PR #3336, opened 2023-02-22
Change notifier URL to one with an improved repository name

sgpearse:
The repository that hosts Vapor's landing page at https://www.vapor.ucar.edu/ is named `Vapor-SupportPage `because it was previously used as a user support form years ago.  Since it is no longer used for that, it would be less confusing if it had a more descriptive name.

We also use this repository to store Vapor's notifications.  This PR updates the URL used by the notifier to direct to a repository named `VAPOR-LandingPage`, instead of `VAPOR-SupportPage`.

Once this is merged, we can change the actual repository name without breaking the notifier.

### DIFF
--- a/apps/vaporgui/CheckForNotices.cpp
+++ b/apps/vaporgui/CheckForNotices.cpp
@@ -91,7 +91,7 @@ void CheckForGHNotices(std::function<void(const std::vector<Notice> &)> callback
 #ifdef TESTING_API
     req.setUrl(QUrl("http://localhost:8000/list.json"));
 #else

* * *

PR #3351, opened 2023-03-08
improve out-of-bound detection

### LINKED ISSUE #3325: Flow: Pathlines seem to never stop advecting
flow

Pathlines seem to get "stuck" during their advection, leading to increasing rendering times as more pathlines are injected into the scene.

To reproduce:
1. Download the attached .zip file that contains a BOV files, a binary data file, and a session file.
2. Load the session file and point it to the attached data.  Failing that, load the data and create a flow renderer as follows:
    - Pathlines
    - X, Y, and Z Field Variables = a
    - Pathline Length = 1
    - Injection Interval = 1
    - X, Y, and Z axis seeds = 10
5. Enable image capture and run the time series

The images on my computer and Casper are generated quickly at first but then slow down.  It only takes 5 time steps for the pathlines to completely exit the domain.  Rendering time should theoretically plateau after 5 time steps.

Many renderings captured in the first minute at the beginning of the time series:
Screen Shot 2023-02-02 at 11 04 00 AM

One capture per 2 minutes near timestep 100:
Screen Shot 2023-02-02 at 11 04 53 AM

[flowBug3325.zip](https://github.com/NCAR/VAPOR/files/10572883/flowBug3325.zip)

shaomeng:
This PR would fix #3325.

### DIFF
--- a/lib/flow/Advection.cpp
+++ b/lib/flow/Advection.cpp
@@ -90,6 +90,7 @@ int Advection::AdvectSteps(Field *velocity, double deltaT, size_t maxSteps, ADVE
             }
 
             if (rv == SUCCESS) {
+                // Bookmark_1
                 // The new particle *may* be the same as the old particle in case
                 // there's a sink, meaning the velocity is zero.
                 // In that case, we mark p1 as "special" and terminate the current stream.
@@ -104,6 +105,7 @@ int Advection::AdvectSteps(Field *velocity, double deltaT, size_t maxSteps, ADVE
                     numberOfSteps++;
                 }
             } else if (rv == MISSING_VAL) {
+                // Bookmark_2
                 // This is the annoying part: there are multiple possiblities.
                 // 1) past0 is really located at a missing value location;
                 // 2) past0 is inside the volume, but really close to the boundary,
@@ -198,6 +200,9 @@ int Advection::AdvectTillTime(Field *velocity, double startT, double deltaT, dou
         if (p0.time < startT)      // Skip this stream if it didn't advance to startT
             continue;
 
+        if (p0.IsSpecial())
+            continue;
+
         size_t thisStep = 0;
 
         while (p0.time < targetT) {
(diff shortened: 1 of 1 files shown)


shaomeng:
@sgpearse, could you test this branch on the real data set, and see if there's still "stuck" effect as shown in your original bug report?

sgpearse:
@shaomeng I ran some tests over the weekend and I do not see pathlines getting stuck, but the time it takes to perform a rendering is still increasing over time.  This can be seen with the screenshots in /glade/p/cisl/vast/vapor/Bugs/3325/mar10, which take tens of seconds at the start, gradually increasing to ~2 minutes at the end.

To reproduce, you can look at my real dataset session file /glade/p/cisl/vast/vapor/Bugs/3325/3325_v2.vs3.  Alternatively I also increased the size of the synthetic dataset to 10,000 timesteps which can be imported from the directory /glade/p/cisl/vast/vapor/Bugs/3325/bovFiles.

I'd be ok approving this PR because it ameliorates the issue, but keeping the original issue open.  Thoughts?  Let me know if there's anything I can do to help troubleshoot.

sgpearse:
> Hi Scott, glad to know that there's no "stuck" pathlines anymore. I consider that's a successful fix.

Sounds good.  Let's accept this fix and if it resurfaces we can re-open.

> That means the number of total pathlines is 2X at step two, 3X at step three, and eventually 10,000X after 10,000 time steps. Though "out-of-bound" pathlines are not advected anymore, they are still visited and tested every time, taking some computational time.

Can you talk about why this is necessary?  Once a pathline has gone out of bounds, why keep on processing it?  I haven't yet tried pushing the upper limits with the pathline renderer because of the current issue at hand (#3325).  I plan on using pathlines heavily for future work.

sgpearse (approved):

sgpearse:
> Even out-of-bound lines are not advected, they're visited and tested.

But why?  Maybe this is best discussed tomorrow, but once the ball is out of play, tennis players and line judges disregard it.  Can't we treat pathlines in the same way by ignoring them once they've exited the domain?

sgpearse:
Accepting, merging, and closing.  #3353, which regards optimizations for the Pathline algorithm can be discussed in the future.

■ Exercise prompt ■
Your task is to retype the entries verbatim, starting with the line that holds "PR #3336, opened 2023-02-22" and stopping after the line that holds "--- a/apps/vaporgui/CheckForNotices.cpp".

■ Completed exercise ■
PR #3336, opened 2023-02-22
Change notifier URL to one with an improved repository name

sgpearse:
The repository that hosts Vapor's landing page at https://www.vapor.ucar.edu/ is named `Vapor-SupportPage `because it was previously used as a user support form years ago.  Since it is no longer used for that, it would be less confusing if it had a more descriptive name.

We also use this repository to store Vapor's notifications.  This PR updates the URL used by the notifier to direct to a repository named `VAPOR-LandingPage`, instead of `VAPOR-SupportPage`.

Once this is merged, we can change the actual repository name without breaking the notifier.

### DIFF
--- a/apps/vaporgui/CheckForNotices.cpp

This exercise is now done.